Qualitative and quantitative structure activity relationships for the inhibitory effects of cationic head groups, functionalized side chains and anions of ionic liquids on acetylcholinesterase was written by Arning, Juergen;Stolte, Stefan;Boeschen, Andrea;Stock, Frauke;Pitner, William-Robert;Welz-Biermann, Urs;Jastorff, Bernd;Ranke, Johannes. And the article was included in Green Chemistry in 2008.Application In Synthesis of 1-Butyl-3-methylpyridinium Chloride This article mentions the following:
To contribute to a deeper insight into the hazard potential of ionic liquids to humans and the environment, an acetylcholinesterase (AchE) inhibition screening assay was used to identify toxicophore substructures and interaction potentials mediating enzyme inhibition. The pos. charged nitrogen atom, a widely delocalized aromatic system, and the lipophilicity of the side chains connected to the cationic head groups can be identified as the key structural elements in binding to the enzymes active site. With respect to this, the dimethylaminopyridinium, the quinolinium and the pyridinium head groups exhibit a very strong inhibitory potential to the enzyme with IC50 values around 10 娓璏. In contrast, the polar and non-aromatic morpholinium head group is found to be only weakly inhibiting to the enzyme activity, with IC50 values > 500 娓璏. The introduction of polar hydroxy, ether or nitrile functions into the alkyl side chain is shown to be a potent structural alteration to shift the corresponding ionic liquids to a lower inhibitory potential.

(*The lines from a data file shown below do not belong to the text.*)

PR #51, opened 2025-05-07
callbacks(listener): refactor concept to make it faster

romintomasetti:
## Summary

This PR refactors the `Listener` concept to make it (much) faster.

## Description

Before this PR, the `Listener` concept would first collect all the event types that a callable can be a listener for and then check that the number of collected events is larger than 0.

Now, it uses `std::disjunction` which is short-circuiting.

IMO it is also more readable now.

To be noted that I hit a *internal linkage* issue with `std::disjunction` with **nvcc**. I sidestepped the issue with a preporcessing *if/else*.

## Related

- needs #53

### DIFF
--- a/include/kokkos-utils/callbacks/Listener.hpp
+++ b/include/kokkos-utils/callbacks/Listener.hpp
@@ -9,7 +9,11 @@ namespace Kokkos::utils::callbacks
 namespace impl
 {
 
-//! Helper struct needed for the implementation of @ref Kokkos::utils::callbacks::listener_event_type_list_t.
+/**
+ * Helper struct needed for the implementation of concepts and type traits such as:
+ *  - @ref Kokkos::utils::callbacks::listener_event_type_list_t
+ *  - @ref Kokkos::utils::callbacks::ListenerFor
+ */
 template <typename Callable>
 struct IsListenerFor
 {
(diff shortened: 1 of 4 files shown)


include/kokkos-utils/callbacks/Listener.hpp
```diff
@@ -19,16 +23,20 @@ struct IsListenerFor
...
- *        have a non-empty list of event types that it can be a listener for.
+ * @brief @p Callable is a listener if it is invocable with at least one event type
+ *        from @ref Kokkos::utils::callbacks::EventTypeList passed by @c const reference and returns @c void.
  */
 template <typename Callable>
-concept Listener = ( ! std::same_as<listener_event_type_list_t<Callable>, Kokkos::Impl::type_list<>>);
+concept Listener = Kokkos::utils::impl::type_list_any_v<impl::IsListenerFor<Callable>::template type, EventTypeList>;
+
+//! Check that @p Callable is a listener for each event in @p EventTypes.
+template <typename Callable, typename EventTypes>
```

Supporting this fact, for a series of imidazolium cations, a QSAR correlation was set up by the linear regression of the log IC50 vs. the logarithm of the HPLC-derived lipophilicity parameter k0. Addnl., a broad set of anion species (inorganic, organic and complex borate anions), commonly used as ionic liquid counterions, was tested and the vast majority exhibited no effect on AchE. Only the fluoride and fluoride containing anion species which readily undergo hydrolytic cleavage can be identified to act as AchE inhibitors. In the experiment, the researchers used many compounds, for example, 1-Butyl-3-methylpyridinium Chloride (cas: 125652-55-3Application In Synthesis of 1-Butyl-3-methylpyridinium Chloride).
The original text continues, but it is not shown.